All lines in the records below that hold "RecoveringCore" are to be shown.

/---

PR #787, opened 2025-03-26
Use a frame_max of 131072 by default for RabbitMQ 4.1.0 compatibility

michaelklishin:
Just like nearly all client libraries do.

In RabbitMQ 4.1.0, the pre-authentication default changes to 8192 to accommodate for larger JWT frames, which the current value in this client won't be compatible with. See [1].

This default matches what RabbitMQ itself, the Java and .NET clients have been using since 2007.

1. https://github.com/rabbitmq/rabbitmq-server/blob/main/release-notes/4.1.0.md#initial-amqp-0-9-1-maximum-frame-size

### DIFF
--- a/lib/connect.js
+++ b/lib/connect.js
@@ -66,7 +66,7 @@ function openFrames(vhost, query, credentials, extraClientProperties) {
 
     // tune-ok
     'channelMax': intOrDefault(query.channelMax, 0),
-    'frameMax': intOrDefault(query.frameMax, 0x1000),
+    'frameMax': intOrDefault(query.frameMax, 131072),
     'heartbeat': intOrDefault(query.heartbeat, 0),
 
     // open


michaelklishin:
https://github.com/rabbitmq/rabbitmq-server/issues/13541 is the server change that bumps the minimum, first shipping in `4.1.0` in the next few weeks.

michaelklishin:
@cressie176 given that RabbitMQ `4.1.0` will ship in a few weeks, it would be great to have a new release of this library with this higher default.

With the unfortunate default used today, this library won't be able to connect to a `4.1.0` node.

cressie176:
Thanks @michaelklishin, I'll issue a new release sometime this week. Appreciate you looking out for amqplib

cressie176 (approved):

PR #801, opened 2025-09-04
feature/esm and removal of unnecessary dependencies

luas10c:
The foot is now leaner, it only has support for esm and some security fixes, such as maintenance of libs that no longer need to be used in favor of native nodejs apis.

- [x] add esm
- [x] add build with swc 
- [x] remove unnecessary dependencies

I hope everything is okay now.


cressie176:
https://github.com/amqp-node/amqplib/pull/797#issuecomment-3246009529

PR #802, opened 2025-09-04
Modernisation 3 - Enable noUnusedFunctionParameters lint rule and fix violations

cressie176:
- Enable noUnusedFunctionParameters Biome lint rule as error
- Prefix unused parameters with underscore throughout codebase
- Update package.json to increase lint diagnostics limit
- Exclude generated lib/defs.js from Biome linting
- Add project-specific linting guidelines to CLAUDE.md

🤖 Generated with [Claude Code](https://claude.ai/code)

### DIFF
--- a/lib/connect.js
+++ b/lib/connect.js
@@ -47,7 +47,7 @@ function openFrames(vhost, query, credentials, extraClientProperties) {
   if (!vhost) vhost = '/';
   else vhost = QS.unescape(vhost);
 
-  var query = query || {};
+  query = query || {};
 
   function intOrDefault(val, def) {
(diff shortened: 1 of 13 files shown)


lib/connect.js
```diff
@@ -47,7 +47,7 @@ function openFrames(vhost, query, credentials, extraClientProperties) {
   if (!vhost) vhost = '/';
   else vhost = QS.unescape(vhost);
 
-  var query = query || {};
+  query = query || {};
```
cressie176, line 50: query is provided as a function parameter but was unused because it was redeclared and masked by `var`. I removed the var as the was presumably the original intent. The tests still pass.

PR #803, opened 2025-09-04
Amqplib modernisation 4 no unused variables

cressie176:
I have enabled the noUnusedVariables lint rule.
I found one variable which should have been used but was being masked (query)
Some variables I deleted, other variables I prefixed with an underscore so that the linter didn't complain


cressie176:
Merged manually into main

\---
/---

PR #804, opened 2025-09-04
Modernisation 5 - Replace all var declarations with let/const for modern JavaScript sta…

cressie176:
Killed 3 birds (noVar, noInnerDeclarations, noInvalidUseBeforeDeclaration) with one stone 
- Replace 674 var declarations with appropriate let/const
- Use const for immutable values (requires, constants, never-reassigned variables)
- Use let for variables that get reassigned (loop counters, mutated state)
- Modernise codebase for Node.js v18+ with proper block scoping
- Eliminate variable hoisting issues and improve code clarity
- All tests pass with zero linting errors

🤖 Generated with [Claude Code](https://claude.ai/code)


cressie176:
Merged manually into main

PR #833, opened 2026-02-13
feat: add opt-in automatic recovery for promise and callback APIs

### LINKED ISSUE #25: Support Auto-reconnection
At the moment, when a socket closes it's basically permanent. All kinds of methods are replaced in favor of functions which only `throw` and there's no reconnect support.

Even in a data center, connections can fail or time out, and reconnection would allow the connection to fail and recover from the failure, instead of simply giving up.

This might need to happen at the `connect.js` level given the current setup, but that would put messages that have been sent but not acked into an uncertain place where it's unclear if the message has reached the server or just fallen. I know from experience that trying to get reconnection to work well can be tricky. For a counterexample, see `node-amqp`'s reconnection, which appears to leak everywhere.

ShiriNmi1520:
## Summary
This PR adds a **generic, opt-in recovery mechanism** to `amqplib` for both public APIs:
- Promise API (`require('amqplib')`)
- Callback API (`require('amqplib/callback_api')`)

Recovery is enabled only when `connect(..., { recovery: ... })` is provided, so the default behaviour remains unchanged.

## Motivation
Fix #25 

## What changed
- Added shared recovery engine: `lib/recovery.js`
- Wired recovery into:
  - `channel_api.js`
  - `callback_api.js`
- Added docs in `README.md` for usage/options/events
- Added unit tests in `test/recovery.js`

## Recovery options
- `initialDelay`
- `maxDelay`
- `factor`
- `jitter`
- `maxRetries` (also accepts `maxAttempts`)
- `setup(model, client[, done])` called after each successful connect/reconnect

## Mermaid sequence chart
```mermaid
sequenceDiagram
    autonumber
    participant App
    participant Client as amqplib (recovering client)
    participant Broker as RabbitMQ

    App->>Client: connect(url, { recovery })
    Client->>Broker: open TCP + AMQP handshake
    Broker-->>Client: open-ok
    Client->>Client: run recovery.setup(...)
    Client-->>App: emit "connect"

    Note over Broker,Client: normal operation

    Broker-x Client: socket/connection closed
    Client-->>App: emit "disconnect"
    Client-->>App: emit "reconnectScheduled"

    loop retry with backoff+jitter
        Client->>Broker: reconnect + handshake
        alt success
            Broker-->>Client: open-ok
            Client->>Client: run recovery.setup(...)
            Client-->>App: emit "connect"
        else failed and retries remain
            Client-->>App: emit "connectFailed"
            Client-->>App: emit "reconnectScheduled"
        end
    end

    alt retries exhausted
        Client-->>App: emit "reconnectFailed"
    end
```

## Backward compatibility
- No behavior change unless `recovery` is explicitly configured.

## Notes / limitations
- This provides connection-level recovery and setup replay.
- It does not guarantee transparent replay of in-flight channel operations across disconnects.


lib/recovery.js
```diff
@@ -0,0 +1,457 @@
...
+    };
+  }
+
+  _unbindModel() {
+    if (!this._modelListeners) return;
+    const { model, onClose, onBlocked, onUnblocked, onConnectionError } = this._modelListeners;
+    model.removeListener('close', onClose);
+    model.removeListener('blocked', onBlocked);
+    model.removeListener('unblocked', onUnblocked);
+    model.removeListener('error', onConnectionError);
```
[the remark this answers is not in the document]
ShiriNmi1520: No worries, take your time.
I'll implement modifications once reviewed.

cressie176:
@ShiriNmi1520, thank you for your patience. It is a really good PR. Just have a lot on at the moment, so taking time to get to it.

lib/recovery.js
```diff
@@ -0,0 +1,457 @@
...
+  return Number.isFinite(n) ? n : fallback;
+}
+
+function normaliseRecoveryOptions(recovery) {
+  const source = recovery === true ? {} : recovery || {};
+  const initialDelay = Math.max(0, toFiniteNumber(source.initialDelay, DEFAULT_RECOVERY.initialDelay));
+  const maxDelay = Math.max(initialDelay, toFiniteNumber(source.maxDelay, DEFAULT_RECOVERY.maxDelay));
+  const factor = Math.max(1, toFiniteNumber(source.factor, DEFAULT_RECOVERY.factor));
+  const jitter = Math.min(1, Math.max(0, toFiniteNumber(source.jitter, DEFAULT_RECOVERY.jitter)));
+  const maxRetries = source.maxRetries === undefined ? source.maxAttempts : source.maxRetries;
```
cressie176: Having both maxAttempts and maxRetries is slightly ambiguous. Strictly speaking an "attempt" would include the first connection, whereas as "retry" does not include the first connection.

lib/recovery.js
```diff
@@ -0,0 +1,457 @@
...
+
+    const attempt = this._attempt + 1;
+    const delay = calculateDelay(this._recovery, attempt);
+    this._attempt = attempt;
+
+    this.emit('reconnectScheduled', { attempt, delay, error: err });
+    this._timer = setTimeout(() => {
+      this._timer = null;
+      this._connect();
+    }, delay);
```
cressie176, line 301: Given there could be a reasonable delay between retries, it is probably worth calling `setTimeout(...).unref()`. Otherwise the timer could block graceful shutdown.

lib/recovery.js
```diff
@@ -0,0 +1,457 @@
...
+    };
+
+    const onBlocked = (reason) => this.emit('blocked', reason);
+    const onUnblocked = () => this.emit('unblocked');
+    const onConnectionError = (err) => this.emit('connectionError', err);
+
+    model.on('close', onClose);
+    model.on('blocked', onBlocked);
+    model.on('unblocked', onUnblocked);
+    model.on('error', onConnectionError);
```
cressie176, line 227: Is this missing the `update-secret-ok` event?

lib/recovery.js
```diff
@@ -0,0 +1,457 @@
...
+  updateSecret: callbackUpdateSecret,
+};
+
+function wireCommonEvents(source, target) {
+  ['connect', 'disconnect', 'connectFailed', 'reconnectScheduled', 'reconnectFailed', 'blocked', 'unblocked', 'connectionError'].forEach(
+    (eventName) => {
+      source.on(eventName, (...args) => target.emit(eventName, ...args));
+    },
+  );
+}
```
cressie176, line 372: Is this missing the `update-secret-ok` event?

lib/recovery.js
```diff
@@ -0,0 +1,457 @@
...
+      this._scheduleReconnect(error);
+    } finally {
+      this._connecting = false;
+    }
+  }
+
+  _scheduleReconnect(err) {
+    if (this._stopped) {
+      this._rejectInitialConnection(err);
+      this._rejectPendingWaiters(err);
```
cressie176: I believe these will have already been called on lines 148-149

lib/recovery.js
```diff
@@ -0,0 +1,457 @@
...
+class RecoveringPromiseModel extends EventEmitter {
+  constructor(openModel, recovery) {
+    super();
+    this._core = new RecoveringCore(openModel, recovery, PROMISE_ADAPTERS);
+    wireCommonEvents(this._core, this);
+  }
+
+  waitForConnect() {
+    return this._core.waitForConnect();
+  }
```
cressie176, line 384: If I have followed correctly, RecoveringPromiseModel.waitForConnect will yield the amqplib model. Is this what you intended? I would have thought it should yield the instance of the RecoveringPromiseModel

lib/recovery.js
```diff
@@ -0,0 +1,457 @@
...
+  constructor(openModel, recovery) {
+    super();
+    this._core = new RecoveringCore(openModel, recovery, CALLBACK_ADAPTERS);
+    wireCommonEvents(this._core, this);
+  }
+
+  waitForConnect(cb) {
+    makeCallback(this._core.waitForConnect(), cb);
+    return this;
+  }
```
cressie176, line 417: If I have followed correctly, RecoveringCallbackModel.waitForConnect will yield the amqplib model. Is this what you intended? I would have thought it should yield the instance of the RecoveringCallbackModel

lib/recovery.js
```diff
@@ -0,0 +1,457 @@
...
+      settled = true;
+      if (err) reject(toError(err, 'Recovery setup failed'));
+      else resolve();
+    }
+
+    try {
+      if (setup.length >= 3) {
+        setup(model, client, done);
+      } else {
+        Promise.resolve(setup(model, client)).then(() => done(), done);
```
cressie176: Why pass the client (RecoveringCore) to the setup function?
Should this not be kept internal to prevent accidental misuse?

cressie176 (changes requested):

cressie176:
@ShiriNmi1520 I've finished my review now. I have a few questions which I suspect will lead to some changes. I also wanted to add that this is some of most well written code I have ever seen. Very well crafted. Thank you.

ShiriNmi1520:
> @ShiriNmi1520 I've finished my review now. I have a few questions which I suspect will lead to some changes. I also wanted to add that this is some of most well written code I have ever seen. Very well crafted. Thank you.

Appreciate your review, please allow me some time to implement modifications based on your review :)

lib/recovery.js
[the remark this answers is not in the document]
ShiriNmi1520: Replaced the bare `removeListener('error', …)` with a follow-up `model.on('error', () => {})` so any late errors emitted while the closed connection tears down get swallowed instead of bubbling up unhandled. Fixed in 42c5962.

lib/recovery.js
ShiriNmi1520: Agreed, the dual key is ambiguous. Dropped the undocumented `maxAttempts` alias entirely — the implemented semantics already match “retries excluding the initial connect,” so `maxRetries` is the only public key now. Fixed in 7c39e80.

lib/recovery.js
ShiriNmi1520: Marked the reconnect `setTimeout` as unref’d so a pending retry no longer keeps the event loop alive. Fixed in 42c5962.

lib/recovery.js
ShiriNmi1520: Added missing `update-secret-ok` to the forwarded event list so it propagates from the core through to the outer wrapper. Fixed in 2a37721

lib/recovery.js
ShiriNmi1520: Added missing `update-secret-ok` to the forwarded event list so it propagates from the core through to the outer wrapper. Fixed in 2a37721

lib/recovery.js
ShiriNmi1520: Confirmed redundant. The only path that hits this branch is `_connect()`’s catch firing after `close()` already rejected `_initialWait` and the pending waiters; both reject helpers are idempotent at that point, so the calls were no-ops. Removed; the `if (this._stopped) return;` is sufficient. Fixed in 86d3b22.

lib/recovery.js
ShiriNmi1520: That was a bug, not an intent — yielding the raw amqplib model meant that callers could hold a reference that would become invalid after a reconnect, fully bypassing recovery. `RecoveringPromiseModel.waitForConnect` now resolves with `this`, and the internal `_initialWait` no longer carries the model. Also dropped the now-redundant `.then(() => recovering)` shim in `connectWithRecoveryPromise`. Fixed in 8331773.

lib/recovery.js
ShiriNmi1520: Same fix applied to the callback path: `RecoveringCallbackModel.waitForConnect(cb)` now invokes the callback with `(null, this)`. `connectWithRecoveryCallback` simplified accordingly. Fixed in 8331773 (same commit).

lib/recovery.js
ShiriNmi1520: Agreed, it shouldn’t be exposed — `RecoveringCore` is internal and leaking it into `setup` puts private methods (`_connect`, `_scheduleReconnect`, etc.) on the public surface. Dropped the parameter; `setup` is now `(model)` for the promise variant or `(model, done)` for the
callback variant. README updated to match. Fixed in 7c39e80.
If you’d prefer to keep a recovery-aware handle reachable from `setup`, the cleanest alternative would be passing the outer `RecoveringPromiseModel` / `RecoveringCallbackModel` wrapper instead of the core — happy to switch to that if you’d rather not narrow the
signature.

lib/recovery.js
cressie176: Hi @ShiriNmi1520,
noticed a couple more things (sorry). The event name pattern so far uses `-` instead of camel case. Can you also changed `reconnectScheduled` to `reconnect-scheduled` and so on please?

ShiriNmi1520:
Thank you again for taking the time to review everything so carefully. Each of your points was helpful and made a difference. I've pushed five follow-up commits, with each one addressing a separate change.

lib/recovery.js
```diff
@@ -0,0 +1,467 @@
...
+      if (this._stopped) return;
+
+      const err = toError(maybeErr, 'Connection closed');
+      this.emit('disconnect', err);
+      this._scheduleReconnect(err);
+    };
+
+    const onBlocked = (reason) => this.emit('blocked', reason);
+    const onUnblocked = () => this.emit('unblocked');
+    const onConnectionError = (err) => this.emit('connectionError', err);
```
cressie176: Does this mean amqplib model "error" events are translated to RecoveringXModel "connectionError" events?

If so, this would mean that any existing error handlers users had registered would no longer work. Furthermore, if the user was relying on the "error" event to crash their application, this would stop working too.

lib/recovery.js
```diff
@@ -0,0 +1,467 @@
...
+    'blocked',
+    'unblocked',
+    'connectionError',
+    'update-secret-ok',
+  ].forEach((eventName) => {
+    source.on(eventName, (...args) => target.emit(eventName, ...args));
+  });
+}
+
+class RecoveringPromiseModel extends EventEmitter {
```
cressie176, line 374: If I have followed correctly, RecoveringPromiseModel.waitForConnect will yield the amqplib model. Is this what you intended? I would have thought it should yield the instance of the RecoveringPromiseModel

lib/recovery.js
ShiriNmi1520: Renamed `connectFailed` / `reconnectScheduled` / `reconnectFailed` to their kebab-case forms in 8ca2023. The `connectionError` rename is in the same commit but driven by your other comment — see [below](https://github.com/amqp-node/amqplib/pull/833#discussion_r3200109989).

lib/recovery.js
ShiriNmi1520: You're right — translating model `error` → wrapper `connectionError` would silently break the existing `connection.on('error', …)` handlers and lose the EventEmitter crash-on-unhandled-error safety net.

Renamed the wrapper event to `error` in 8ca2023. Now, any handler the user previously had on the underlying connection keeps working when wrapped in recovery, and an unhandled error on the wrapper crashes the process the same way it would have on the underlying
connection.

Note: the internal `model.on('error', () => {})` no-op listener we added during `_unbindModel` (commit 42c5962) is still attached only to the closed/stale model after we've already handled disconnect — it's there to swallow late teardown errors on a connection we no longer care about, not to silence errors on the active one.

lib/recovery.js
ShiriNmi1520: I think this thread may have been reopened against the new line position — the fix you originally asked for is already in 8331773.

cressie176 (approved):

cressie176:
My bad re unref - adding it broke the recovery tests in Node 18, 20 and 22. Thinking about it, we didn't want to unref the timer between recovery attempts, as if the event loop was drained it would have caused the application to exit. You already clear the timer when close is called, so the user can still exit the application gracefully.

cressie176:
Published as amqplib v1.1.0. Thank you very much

\---

REPLY
+    this._core = new RecoveringCore(openModel, recovery, PROMISE_ADAPTERS);
+    this._core = new RecoveringCore(openModel, recovery, CALLBACK_ADAPTERS);
cressie176: Why pass the client (RecoveringCore) to the setup function?
ShiriNmi1520: Agreed, it shouldn’t be exposed — `RecoveringCore` is internal and leaking it into `setup` puts private methods (`_connect`, `_scheduleReconnect`, etc.) on the public surface. Dropped the parameter; `setup` is now `(model)` for the promise variant or `(model, done)` for the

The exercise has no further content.